I'm going to bisect what caused the behaviour change, just to ensure that the bug disappeared because of a codegen fix, and not because some random change made it no longer manifest for that test case.
Comment 16 Walter Bright 2017-06-21 04:12:13 UTC
I haven't tried building Win64 dmd. I figured that would be time consuming :-)
Comment 17 Walter Bright 2017-06-21 04:13:06 UTC
(In reply to Vladimir Panteleev from comment #15)
> Since that pointed at a codegen bug in the host compiler, I tried building
> DMD with 2.074.1 (instead of Digger's default of 2.070.2 for Win64), and I
> can no longer reproduce the bug either.
> 
> I'm going to bisect what caused the behaviour change, just to ensure that
> the bug disappeared because of a codegen fix, and not because some random
> change made it no longer manifest for that test case.

That's a good plan. There's a lot that has changed from 70 to 74.
Comment 18 Vladimir Panteleev 2017-06-28 21:50:33 UTC
(In reply to Vladimir Panteleev from comment #15)
> I'm going to bisect what caused the behaviour change, just to ensure that
> the bug disappeared because of a codegen fix, and not because some random
> change made it no longer manifest for that test case.

Done. Bisecting the version to bootstrap DMD really put Digger to the test, and I needed to make some upgrades :)

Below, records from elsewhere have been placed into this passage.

Issue #3419, opened 2023-05-12
Fill `purpose` for Game Physics


hrzhuang:
Spun-off of #3391. Other examples (except for HGHC and Template which are meant to be bare bones) had a short introduction to the Problem Description section in the SRS which could be directly used as the `purpose` in `SystemInformation`. However, this introduction for Game Physics is too long to be used directly. A short summary of this introduction (and the Goal Statements) is needed.

smiths:
@hrzhuang this is a good issue.  I've assigned it to you, since I don't think it will take long and you know the context of what we are trying to accomplish.  You can put the proposed text as a comment first so that I can give you comments before we proceed.

smiths:
@hrzhuang I like your proposed purpose, but I think we should simplify it even further.  Our first goal is to get the functionality right.  I have less confidence that we'll achieve the nonfunctional requirements like simple, lightweight, etc.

The bug was fixed in this PR:

https://github.com/dlang/dmd/pull/5924

It does seem to be a fix in the backend, but it fixes an ICE, not resulting codegen. Does that make sense to you?
Comment 19 Walter Bright 2017-07-03 21:01:53 UTC
> It does seem to be a fix in the backend, but it fixes an ICE, not resulting codegen. Does that make sense to you?

Yes, because the compiler itself was corrupted by the Win64 build.